Worin unterscheidet sich das von einem generischen Prompt?
Ein generischer Prompt kann Importschritte vorschlagen, ohne die Provider-Fähigkeit oder die Tool-Voraussetzungen zu prüfen. Der terraform-search-import-Leitfaden verankert den Ablauf in Terraform-Search-Support. Dadurch wird das Ergebnis belastbarer und scheitert seltener erst spät.

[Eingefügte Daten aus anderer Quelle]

PR #750, opened 2020-04-01
HDDS-3309. Add timeout to all integration tests

smengcl:

Add timeout to all integration tests that doesn't have one yet.

This should help getting the logs for long-running flaky tests (e.g. `TestBlockOutputStreamWithFailures`) in Github actions. It seems we are not getting useful logs as a result of the timeout.

https://issues.apache.org/jira/browse/HDDS-3309

## How was this patch tested?

Using existing tests.

### DIFF
--- a/hadoop-ozone/integration-test/src/test/java/org/apache/hadoop/fs/ozone/TestOzoneFSInputStream.java
+++ b/hadoop-ozone/integration-test/src/test/java/org/apache/hadoop/fs/ozone/TestOzoneFSInputStream.java
@@ -38,12 +38,20 @@ import org.apache.commons.lang3.RandomStringUtils;
 import org.junit.AfterClass;
 import org.junit.Assert;
 import org.junit.BeforeClass;
+import org.junit.Rule;
 import org.junit.Test;
+import org.junit.rules.Timeout;
 
 /**
  * Test OzoneFSInputStream by reading through multiple interfaces.
  */
 public class TestOzoneFSInputStream {
+
+  /**
+    * Set a timeout for each test.
+    */
+  @Rule
+  public Timeout timeout = new Timeout(300000);
   private static MiniOzoneCluster cluster = null;
   private static FileSystem fs;
   private static Path filePath = null;
--- a/hadoop-ozone/integration-test/src/test/java/org/apache/hadoop/fs/ozone/TestOzoneFileInterfaces.java
+++ b/hadoop-ozone/integration-test/src/test/java/org/apache/hadoop/fs/ozone/TestOzoneFileInterfaces.java
@@ -62,7 +62,9 @@ import static org.junit.Assert.assertEquals;
 import static org.junit.Assert.assertFalse;
 import static org.junit.Assert.assertTrue;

So verbesserst du die terraform-search-import-Skill
Liefere die Eingaben, die das Ergebnis verändern
Die besten Ergebnisse bekommst du, wenn du der Skill Provider, exakten Ressourcentyp, Umgebungsumfang und die gewünschte Aktion nennst – Discovery, Import oder beides. Zum Beispiel ist „Find all supported azurerm_storage_account resources in subscription dev, then prepare bulk import instructions“ deutlich besser als „import my cloud resources.“
Achte auf den häufigsten Fehlmodus
Der größte Fehler ist, terraform-search-import auf nicht unterstützte Ressourcen anzuwenden. Wenn die Support-Prüfung nichts zurückgibt, stoppe und nutze references/MANUAL-IMPORT.md, statt eine Search-basierte Lösung erzwingen zu wollen. Das spart Zeit und hält den Ablauf an den tatsächlichen Fähigkeiten des Providers ausgerichtet.
Vom Auffinden zum Import schrittweise vorgehen
Ein guter Ablauf ist: Support prüfen, Ressourcen auflisten, den Umfang klein halten und erst dann auf den gesamten Bestand ausweiten, wenn die erste Ressource korrekt aussieht. So erkennst du Namensabweichungen, fehlende Berechtigungen und Drift bei Region oder Account, bevor ein Bulk-Import den State mit Rauschen füllt.
Prompts mit echten Inventardaten schärfen
Wenn du Beispielnamen von Ressourcen, ARNs, IDs oder Grenzen für Account und Region bereits kennst, nimm sie mit auf. Diese Details helfen terraform-search-import, eine präzisere Abfrage und einen sichereren Importplan zu erzeugen, besonders in Backend-Umgebungen, in denen derselbe Ressourcentyp in mehreren Stages existieren kann.